Четверть часа спустя дело было закончено. В продувном чуланчике под скосом крыши, потеснив мольберты и старые стулья, мониторы расположились до лучших времён и убили, конечно, весь антураж.
– Ну вот! – удовлетворённо сказала Софья. – Всё, Куртик, спасибо тебе! И с машиной ты меня очень выручил, правда! Но всё уже, завтра свою забираю. Две недели коробку передач везли, охламоны! А твою я прямо сегодня тебе пригоню, как из Химок вернусь. Тебе куда, в гараж?
Курт отряхнул друг о дружку пыльные ладони.
– Да не обязательно, Сонь. Хочешь, я сам заеду? Где-то после девяти?
– Ох! Я так надеялась, что ты это скажешь! – воскликнула Софья. – А то убегалась уже до смерти. У нас в студии третий модуль стартует – шестнадцать часов! И конь не валялся.
– Куда стартует-то? На Альдебаран? – улыбнулся Курт и, помедлив ещё немного – вдруг сёстры догадаются пригласить его на чай? – простился.

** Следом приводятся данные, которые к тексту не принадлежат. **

PR #3483, opened 2022-09-18
ci(e2e-applitols): add applitools CI action

aloisklink:
## :bookmark_tabs: Summary

Adds a [`workflow_dispatch`][1] GitHub Actions CI workflow that performs an E2E Cypress rendering test with Applitools integration, as discussed in https://github.com/mermaid-js/mermaid/pull/3459

[1]: https://docs.github.com/en/actions/managing-workflow-runs/manually-running-a-workflow

If the `APPLITOOLS_API_KEY` secret is not set (an @mermaid-js admin will have to set this using https://docs.github.com/en/actions/security-guides/encrypted-secrets), this action fallsback to just doing a normal E2E Cypress test without Applitools support.

This way, the action still works even if you're running from a fork.

### Example of how to start a run manually

The **Parent branch** argument should be used as the baseline for Cypress (not tested since my free Applitools key doesn't have this feature). I've set this to default to `master`, for the release flow (as discussed in https://github.com/mermaid-js/mermaid/pull/3459#discussion_r972645458), but for PRs to `develop`, we can override this with `develop`.

image

### :clipboard: Tasks

Make sure you

  - I've tested this on my `aloisklink/mermaid` fork (see https://github.com/aloisklink/mermaid/actions/workflows/e2e-applitools.yml), but unfortunately my `APPLITOOLS_API_KEY` has run out of credits, so I'm not 100% sure this will work, only 95% sure.

### DIFF
--- a/.github/workflows/e2e-applitools.yml
+++ b/.github/workflows/e2e-applitools.yml
@@ -1,0 +1,73 @@
+name: E2E (Applitools)
+
+on:
+  workflow_dispatch:
+    # Because we want to limit Applitools usage, so we only want to start this
+    # workflow on rare occasions/manually.
+    inputs:
+      parent_branch:
+        required: true
+        type: string
+        default: master
+        description: 'Parent branch to use for PRs'
+
+permissions:
+  contents: read
+
+env:
+  # on PRs from forks, this secret will always be empty, for security reasons
+  USE_APPLI: ${{ secrets.APPLITOOLS_API_KEY && 'true' || '' }}
+
+jobs:
+  test:
+    runs-on: ubuntu-latest
+    strategy:
+      matrix:
+        node-version: [16.x]
+    steps:
+      - if: ${{ ! env.USE_APPLI }}
+        name: Warn if not using Applitools
+        run: |
+          echo "::error,title=Not using Applitols::APPLITOOLS_API_KEY is empty, disabling Applitools for this run."
+      - uses: actions/checkout@v3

– Эй! А ящик! – крикнула Софья, когда он выходил за дверь.
Курт мигом вернулся и подхватил фонограф.
– А пальто твоё в машине! Забыл? Подожди меня внизу, я спущусь через минуту! – прибавила Софья.
– Растяпа! Но чтобы ящик забыть – это что-то новенькое! С ящиком он неразлейвода! – сказала Софья, когда бег по ступенькам стих. – Ася, твой чай? Я допью?
Наспех заглатывая бутерброд с чуть тёплым чаем, Софья оглянулась на дверь чуланчика.
– Я вот думаю: кому мониторы сбыть? Есть идеи?
Ася с укоризной посмотрела на сестру. Ну откуда у неё могут взяться идеи насчёт мониторов! Разве это должно волновать молодую девушку?
– Соня, а почему ты в гости его не зовёшь? Позвала бы! Смотри он какой потерянный!
– Я зову – он сам не идёт. Да и зачем мне «потерянный» сдался? – уверенно возразила Софья.
– Вот Лёшка не бывает потерянным, – проговорила Ася, задумываясь.
– Ну и слава богу! – сказала Софья и, поставив чашку прямо на папку с рисунками, принялась наматывать шарф. – От потерянных сплошные убытки. И этот тоже – ни одну халтуру в срок не сдаёт, бездельник!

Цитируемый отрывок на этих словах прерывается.